Wir haben außerdem eine Erhebung zu sexueller Gewalt in den Siedlungen durchgeführt. Auf Grundlage dessen werden wir vor Ort geschlechtersensible Aktivitäten durchführen, die eine sicherere Umgebung für Frauen und Kinder schaffen.

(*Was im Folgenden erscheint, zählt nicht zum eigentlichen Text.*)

PR #634, opened 2022-06-30
Sidecar support for VSC7448 -> QSFP board

mkeeter:
This PR adds support for the front IO (QSFP) board to the `monorail` management task.

### DIFF
--- a/drv/vsc85xx/src/vsc8562.rs
+++ b/drv/vsc85xx/src/vsc8562.rs
@@ -95,14 +95,6 @@ impl<'a, 'b, P: PhyRw> Vsc8562Phy<'a, 'b, P> {
             self.sd6g_patch(true)?;
         }
 
-        /*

Welche Herausforderungen gibt es?

Für die Gemeinden vor Ort beginnt jetzt traditionell die Zeit, in der Unterholz und Gräser für landwirtschaftliche Zwecke niedergebrannt werden. Wir müssen Holz und Gräser beschaffen, damit das potentielle Baumaterial für Unterkünfte und Latrinen nicht in Rauch aufgeht. Neben einer schwierigen logistischen Situation ist die Finanzierung unser größtes Problem. Es handelt sich um eine massiv unterfinanzierte Katastrophe, die im Schatten der Notlage der Menschen innerhalb des Südsudans steht. Alle Hilfsorganisationen vor Ort haben mit finanziellen Engpässen zu kämpfen. Momentan fehlt uns beispielsweise das Geld, um Wasser-Handpumpen wieder instand zu setzen. Und das ist ein großes Problem, weil die Pumpen im Hinblick auf die allgemeine Knappheit von Trinkwasser von enormer Bedeutung sind. Hinzu kommt, dass die Ankunft neuer Flüchtlinge mehr als wahrscheinlich ist und einen noch größeren Engpass bedeutet.